» **Source information**:
[Start of Attachment]

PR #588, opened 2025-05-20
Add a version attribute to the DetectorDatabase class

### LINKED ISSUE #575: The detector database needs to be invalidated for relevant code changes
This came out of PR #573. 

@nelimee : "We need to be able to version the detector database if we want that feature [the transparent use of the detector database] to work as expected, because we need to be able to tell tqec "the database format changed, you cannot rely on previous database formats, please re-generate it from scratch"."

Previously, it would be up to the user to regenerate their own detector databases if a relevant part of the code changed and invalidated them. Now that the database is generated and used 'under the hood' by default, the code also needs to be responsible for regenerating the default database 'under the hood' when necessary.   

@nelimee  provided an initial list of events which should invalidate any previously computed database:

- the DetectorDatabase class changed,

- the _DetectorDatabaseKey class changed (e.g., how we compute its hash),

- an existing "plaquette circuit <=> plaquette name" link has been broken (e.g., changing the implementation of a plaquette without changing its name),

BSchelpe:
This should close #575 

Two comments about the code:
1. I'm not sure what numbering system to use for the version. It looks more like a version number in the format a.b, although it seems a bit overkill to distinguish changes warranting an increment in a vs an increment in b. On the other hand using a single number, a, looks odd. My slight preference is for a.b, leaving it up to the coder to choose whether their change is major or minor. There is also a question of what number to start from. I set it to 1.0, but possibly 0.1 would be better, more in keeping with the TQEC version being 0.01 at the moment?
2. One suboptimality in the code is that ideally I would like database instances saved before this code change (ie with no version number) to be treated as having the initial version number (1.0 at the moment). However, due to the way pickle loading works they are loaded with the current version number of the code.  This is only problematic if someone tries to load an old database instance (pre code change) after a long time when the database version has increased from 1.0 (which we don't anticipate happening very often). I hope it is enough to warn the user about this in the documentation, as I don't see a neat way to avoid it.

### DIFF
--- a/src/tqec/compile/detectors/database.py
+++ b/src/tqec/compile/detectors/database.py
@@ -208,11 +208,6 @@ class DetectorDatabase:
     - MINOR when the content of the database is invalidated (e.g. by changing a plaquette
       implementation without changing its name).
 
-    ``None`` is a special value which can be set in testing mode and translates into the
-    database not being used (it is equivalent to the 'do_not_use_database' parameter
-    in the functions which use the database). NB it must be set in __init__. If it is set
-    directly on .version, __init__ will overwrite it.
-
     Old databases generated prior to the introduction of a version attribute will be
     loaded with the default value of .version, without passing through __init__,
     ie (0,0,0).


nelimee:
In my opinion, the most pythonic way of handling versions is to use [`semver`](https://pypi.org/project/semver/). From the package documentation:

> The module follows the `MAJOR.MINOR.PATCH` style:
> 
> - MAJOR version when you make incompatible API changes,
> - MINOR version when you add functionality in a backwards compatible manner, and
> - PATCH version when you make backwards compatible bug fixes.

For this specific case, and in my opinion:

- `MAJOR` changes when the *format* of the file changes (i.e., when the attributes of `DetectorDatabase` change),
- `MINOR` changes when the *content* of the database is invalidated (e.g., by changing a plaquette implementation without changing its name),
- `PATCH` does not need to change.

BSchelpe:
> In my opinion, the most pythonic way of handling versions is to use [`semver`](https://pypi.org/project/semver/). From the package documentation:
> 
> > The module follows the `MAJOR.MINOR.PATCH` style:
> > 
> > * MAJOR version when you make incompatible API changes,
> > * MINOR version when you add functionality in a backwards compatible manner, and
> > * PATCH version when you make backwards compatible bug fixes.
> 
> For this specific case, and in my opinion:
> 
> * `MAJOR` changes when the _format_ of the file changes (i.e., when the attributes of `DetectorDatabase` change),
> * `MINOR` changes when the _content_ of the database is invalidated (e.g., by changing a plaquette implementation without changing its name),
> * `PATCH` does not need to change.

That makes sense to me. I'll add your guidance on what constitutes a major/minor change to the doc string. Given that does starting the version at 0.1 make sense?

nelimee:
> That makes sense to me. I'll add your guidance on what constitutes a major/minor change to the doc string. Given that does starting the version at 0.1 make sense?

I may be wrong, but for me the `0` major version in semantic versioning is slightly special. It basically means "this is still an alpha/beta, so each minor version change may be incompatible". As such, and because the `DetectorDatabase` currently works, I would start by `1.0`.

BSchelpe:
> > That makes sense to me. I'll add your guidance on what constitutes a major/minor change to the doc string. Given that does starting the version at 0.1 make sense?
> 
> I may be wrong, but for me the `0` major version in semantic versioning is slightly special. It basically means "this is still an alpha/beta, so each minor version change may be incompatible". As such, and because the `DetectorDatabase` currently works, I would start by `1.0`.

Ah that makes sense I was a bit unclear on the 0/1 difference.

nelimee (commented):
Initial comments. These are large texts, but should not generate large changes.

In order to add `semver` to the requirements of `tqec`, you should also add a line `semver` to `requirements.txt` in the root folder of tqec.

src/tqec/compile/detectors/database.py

[End of Attachment]

» **What to work on**: Write out the whole listing again. Match it word for word.

» **Task answer**:
PR #588, opened 2025-05-20
Add a version attribute to the DetectorDatabase class

### LINKED ISSUE #575: The detector database needs to be invalidated for relevant code changes
This came out of PR #573. 

@nelimee : "We need to be able to version the detector database if we want that feature [the transparent use of the detector database] to work as expected, because we need to be able to tell tqec "the database format changed, you cannot rely on previous database formats, please re-generate it from scratch"."

Previously, it would be up to the user to regenerate their own detector databases if a relevant part of the code changed and invalidated them. Now that the database is generated and used 'under the hood' by default, the code also needs to be responsible for regenerating the default database 'under the hood' when necessary.   

@nelimee  provided an initial list of events which should invalidate any previously computed database:

- the DetectorDatabase class changed,

- the _DetectorDatabaseKey class changed (e.g., how we compute its hash),

- an existing "plaquette circuit <=> plaquette name" link has been broken (e.g., changing the implementation of a plaquette without changing its name),

BSchelpe:
This should close #575 

Two comments about the code:
1. I'm not sure what numbering system to use for the version. It looks more like a version number in the format a.b, although it seems a bit overkill to distinguish changes warranting an increment in a vs an increment in b. On the other hand using a single number, a, looks odd. My slight preference is for a.b, leaving it up to the coder to choose whether their change is major or minor. There is also a question of what number to start from. I set it to 1.0, but possibly 0.1 would be better, more in keeping with the TQEC version being 0.01 at the moment?
2. One suboptimality in the code is that ideally I would like database instances saved before this code change (ie with no version number) to be treated as having the initial version number (1.0 at the moment). However, due to the way pickle loading works they are loaded with the current version number of the code.  This is only problematic if someone tries to load an old database instance (pre code change) after a long time when the database version has increased from 1.0 (which we don't anticipate happening very often). I hope it is enough to warn the user about this in the documentation, as I don't see a neat way to avoid it.

### DIFF
--- a/src/tqec/compile/detectors/database.py
+++ b/src/tqec/compile/detectors/database.py
@@ -208,11 +208,6 @@ class DetectorDatabase:
     - MINOR when the content of the database is invalidated (e.g. by changing a plaquette
       implementation without changing its name).
 
-    ``None`` is a special value which can be set in testing mode and translates into the
-    database not being used (it is equivalent to the 'do_not_use_database' parameter
-    in the functions which use the database). NB it must be set in __init__. If it is set
-    directly on .version, __init__ will overwrite it.
-
     Old databases generated prior to the introduction of a version attribute will be
     loaded with the default value of .version, without passing through __init__,
     ie (0,0,0).


nelimee:
In my opinion, the most pythonic way of handling versions is to use [`semver`](https://pypi.org/project/semver/). From the package documentation:

> The module follows the `MAJOR.MINOR.PATCH` style:
> 
> - MAJOR version when you make incompatible API changes,
> - MINOR version when you add functionality in a backwards compatible manner, and
> - PATCH version when you make backwards compatible bug fixes.

For this specific case, and in my opinion:

- `MAJOR` changes when the *format* of the file changes (i.e., when the attributes of `DetectorDatabase` change),
- `MINOR` changes when the *content* of the database is invalidated (e.g., by changing a plaquette implementation without changing its name),
- `PATCH` does not need to change.

BSchelpe:
> In my opinion, the most pythonic way of handling versions is to use [`semver`](https://pypi.org/project/semver/). From the package documentation:
> 
> > The module follows the `MAJOR.MINOR.PATCH` style:
> > 
> > * MAJOR version when you make incompatible API changes,
> > * MINOR version when you add functionality in a backwards compatible manner, and
> > * PATCH version when you make backwards compatible bug fixes.
> 
> For this specific case, and in my opinion:
> 
> * `MAJOR` changes when the _format_ of the file changes (i.e., when the attributes of `DetectorDatabase` change),
> * `MINOR` changes when the _content_ of the database is invalidated (e.g., by changing a plaquette implementation without changing its name),
> * `PATCH` does not need to change.

That makes sense to me. I'll add your guidance on what constitutes a major/minor change to the doc string. Given that does starting the version at 0.1 make sense?

nelimee:
> That makes sense to me. I'll add your guidance on what constitutes a major/minor change to the doc string. Given that does starting the version at 0.1 make sense?

I may be wrong, but for me the `0` major version in semantic versioning is slightly special. It basically means "this is still an alpha/beta, so each minor version change may be incompatible". As such, and because the `DetectorDatabase` currently works, I would start by `1.0`.

BSchelpe:
> > That makes sense to me. I'll add your guidance on what constitutes a major/minor change to the doc string. Given that does starting the version at 0.1 make sense?
> 
> I may be wrong, but for me the `0` major version in semantic versioning is slightly special. It basically means "this is still an alpha/beta, so each minor version change may be incompatible". As such, and because the `DetectorDatabase` currently works, I would start by `1.0`.

Ah that makes sense I was a bit unclear on the 0/1 difference.

nelimee (commented):
Initial comments. These are large texts, but should not generate large changes.

In order to add `semver` to the requirements of `tqec`, you should also add a line `semver` to `requirements.txt` in the root folder of tqec.

src/tqec/compile/detectors/database.py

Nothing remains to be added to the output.